** Opening Excerpted data block **

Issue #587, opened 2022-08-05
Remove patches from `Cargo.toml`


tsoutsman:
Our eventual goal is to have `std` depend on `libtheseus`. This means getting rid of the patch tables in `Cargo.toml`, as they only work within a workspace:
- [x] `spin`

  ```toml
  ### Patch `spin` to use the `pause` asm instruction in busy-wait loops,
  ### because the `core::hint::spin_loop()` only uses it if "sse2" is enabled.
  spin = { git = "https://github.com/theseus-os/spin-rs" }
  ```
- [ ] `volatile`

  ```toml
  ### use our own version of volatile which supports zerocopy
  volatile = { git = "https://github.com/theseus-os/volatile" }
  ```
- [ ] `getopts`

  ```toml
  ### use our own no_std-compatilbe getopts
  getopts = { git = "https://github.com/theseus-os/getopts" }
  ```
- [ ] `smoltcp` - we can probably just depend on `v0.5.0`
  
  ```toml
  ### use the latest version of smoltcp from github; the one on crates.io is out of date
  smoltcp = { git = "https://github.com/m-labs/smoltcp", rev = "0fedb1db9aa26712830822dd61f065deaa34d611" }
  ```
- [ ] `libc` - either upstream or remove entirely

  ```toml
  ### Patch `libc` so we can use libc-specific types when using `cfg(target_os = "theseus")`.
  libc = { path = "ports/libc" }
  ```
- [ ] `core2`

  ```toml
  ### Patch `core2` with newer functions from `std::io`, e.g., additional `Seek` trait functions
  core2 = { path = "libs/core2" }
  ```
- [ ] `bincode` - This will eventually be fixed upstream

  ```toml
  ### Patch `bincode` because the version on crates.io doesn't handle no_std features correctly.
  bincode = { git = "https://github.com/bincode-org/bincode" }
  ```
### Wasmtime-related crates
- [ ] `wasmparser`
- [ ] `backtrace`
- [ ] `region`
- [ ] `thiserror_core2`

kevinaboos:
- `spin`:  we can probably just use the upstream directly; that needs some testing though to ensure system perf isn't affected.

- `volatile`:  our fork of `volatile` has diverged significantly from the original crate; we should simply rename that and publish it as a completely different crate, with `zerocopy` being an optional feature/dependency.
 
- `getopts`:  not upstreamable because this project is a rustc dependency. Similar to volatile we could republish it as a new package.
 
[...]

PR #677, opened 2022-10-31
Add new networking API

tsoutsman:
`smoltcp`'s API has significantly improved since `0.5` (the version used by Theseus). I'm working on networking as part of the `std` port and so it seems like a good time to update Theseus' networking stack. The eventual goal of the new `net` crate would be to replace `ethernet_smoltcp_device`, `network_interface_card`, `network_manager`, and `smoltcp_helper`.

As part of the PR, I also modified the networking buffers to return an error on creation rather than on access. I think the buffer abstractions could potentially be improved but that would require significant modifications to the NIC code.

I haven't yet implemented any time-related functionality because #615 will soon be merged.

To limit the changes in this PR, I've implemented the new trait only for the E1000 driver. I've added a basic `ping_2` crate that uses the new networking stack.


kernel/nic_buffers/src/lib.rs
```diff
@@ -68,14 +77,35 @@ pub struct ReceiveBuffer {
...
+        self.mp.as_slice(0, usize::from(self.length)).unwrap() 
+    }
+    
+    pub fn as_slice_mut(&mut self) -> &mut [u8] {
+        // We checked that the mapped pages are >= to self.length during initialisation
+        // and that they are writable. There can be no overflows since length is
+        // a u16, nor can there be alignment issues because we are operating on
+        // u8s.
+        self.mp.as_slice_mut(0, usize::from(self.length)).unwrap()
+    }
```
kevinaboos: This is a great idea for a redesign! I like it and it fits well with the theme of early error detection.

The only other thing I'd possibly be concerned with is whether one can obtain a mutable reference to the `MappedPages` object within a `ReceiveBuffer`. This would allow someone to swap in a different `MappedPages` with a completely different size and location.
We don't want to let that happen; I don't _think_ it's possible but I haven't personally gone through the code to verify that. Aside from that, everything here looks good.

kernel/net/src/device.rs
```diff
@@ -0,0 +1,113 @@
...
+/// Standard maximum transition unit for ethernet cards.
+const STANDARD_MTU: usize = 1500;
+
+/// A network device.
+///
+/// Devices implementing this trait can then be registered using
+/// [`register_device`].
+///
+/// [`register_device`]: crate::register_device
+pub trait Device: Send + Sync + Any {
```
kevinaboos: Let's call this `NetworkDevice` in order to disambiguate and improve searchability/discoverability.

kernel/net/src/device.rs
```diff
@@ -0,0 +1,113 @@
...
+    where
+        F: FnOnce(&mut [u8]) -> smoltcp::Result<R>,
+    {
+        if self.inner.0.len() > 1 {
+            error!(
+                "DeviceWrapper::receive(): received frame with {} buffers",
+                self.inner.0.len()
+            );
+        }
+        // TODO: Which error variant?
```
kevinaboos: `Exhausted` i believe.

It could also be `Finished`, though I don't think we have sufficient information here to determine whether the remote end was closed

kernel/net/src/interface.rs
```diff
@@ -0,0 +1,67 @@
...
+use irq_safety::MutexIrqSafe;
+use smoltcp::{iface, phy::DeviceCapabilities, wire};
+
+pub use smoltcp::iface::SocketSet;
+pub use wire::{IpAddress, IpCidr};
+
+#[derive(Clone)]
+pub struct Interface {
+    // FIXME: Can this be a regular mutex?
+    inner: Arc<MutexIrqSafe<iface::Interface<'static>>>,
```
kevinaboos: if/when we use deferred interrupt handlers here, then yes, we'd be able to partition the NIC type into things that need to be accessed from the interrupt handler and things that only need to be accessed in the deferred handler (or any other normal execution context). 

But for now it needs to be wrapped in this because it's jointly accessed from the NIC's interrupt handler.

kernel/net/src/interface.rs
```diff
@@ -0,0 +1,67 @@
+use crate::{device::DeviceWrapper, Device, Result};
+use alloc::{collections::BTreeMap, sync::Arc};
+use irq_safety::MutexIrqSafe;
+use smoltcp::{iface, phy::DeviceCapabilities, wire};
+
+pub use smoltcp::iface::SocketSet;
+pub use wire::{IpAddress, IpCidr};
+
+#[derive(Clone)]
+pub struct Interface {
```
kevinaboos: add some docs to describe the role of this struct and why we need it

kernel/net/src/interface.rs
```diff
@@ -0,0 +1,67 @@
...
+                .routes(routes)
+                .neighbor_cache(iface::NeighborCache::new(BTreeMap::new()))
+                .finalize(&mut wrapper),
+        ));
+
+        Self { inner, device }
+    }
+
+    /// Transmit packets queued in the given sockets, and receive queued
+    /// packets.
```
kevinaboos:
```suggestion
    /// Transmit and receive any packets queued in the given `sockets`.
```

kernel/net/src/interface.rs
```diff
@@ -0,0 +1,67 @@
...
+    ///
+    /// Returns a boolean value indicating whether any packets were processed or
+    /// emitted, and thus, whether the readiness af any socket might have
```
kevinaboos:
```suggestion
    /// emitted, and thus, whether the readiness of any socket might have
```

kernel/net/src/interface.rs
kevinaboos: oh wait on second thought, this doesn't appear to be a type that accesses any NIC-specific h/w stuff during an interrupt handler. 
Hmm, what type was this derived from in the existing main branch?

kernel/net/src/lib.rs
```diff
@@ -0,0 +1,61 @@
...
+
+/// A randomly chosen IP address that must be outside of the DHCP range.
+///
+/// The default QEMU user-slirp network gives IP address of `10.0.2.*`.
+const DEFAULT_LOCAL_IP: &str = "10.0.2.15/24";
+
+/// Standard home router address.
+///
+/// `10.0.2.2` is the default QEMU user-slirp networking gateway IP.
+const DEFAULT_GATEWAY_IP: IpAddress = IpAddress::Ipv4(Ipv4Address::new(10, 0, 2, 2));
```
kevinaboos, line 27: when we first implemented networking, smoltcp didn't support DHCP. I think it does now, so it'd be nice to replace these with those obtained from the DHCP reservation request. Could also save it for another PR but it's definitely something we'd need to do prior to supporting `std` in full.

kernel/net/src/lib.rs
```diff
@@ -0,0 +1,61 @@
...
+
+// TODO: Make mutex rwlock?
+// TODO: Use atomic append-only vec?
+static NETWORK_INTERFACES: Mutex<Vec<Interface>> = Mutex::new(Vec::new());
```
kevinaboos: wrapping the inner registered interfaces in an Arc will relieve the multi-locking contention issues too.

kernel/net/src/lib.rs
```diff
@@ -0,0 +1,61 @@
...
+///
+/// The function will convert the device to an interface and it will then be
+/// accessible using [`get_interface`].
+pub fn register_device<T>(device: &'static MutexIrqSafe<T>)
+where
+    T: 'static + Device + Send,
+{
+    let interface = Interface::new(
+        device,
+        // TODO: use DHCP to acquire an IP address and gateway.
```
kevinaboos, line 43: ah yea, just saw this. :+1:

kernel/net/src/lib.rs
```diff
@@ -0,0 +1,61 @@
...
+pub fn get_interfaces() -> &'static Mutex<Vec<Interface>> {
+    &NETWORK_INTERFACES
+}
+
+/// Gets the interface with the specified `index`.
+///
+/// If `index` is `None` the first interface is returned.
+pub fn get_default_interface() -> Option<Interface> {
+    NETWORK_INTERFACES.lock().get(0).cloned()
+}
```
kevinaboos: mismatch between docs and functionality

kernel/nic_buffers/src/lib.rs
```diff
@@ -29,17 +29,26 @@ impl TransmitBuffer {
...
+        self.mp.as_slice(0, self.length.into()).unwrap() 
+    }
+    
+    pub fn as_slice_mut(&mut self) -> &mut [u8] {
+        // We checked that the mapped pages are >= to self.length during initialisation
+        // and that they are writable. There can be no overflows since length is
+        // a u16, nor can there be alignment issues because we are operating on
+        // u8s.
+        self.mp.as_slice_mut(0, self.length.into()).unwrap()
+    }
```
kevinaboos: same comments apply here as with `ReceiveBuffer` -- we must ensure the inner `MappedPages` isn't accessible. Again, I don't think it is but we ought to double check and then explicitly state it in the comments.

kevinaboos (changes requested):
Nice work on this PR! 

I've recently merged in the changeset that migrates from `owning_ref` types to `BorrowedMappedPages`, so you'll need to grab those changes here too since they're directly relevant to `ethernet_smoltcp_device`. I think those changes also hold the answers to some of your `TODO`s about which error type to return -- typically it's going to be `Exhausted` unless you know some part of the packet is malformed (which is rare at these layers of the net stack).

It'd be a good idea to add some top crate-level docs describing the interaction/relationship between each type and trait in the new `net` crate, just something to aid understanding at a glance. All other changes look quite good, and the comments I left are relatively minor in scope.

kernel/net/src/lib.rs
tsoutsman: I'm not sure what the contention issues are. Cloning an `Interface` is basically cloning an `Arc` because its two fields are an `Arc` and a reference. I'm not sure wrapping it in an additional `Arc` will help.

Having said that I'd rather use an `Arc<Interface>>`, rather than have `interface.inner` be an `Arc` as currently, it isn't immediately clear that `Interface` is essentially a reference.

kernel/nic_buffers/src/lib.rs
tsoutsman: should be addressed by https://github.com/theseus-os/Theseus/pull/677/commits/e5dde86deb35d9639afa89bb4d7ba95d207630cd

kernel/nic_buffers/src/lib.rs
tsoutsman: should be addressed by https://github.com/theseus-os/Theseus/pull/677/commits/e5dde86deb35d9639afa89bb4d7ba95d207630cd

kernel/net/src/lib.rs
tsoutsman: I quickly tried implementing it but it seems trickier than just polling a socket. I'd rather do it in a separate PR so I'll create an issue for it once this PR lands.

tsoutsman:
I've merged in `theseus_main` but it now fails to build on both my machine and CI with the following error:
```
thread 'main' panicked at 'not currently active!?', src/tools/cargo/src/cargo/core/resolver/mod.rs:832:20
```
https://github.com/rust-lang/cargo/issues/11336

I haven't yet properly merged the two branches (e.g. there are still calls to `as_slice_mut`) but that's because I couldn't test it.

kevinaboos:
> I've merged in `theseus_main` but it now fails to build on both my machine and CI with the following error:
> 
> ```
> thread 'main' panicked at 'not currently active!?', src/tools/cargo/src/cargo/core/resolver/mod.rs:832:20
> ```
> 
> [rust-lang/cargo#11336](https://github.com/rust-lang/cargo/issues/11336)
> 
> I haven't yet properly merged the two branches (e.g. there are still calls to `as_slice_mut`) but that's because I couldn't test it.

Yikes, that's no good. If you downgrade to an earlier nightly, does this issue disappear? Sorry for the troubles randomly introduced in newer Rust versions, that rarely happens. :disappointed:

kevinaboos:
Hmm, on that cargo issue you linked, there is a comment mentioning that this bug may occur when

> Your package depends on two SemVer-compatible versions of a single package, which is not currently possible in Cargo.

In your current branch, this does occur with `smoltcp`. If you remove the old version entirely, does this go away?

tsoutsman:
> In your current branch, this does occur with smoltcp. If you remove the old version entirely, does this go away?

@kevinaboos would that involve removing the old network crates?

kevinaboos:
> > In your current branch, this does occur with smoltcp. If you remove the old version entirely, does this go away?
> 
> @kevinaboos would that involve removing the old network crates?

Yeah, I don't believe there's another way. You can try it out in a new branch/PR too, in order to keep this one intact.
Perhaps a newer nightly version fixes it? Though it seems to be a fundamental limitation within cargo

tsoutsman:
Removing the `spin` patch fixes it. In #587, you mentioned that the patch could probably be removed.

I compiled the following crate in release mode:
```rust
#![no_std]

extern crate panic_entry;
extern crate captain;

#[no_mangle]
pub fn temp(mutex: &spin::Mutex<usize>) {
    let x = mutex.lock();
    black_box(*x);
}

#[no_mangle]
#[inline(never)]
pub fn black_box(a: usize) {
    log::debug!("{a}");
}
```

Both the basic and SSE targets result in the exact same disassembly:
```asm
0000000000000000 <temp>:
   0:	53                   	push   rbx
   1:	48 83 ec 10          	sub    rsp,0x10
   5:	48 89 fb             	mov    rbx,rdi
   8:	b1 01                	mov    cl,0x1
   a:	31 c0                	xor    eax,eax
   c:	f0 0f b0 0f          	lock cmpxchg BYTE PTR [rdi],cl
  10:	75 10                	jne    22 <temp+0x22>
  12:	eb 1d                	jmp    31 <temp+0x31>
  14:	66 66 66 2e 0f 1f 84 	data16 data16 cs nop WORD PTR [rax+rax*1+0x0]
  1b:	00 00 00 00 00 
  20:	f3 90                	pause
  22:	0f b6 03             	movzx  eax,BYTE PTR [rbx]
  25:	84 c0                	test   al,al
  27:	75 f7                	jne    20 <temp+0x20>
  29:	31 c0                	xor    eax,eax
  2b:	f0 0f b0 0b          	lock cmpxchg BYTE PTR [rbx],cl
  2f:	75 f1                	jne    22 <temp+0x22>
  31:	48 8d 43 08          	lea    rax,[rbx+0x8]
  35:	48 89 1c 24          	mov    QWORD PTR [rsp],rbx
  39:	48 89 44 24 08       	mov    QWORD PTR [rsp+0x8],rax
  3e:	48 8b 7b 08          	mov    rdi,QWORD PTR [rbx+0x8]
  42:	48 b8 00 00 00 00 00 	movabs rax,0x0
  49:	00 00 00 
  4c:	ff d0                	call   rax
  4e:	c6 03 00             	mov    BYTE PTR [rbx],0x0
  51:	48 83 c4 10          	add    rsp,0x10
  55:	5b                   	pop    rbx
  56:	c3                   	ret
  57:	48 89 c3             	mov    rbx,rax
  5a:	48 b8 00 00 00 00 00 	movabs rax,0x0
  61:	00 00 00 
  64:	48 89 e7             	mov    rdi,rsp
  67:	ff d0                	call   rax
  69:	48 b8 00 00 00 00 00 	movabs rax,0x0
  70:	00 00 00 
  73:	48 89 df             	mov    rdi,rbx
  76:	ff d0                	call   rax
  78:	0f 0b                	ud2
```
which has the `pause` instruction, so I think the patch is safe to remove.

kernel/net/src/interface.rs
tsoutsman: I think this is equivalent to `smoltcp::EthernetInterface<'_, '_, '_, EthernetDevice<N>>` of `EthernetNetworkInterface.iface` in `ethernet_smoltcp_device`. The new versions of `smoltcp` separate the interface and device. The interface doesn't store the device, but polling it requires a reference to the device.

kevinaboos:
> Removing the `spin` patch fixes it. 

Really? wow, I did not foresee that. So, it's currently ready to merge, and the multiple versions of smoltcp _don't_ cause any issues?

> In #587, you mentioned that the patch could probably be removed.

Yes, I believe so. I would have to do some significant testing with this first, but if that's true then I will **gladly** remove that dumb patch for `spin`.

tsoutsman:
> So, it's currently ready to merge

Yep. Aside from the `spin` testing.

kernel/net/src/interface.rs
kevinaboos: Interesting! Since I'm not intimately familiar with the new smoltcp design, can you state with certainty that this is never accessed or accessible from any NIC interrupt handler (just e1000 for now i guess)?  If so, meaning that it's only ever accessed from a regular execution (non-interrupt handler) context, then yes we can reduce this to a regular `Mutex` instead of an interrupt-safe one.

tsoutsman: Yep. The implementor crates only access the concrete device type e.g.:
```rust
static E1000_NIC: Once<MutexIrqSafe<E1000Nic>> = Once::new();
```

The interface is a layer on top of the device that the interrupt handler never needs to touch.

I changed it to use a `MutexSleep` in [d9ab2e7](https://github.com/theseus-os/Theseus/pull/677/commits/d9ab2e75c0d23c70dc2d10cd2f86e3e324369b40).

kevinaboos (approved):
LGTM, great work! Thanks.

** Closing Excerpted data block **

Assignment
In the entries above, find the line holding "It could also" and the line holding "kevinaboos: if/when we"; print both of them and every line between, exactly, and nothing else.

Your solution
It could also be `Finished`, though I don't think we have sufficient information here to determine whether the remote end was closed

kernel/net/src/interface.rs
```diff
@@ -0,0 +1,67 @@
...
+use irq_safety::MutexIrqSafe;
+use smoltcp::{iface, phy::DeviceCapabilities, wire};
+
+pub use smoltcp::iface::SocketSet;
+pub use wire::{IpAddress, IpCidr};
+
+#[derive(Clone)]
+pub struct Interface {
+    // FIXME: Can this be a regular mutex?
+    inner: Arc<MutexIrqSafe<iface::Interface<'static>>>,
```
kevinaboos: if/when we use deferred interrupt handlers here, then yes, we'd be able to partition the NIC type into things that need to be accessed from the interrupt handler and things that only need to be accessed in the deferred handler (or any other normal execution context). 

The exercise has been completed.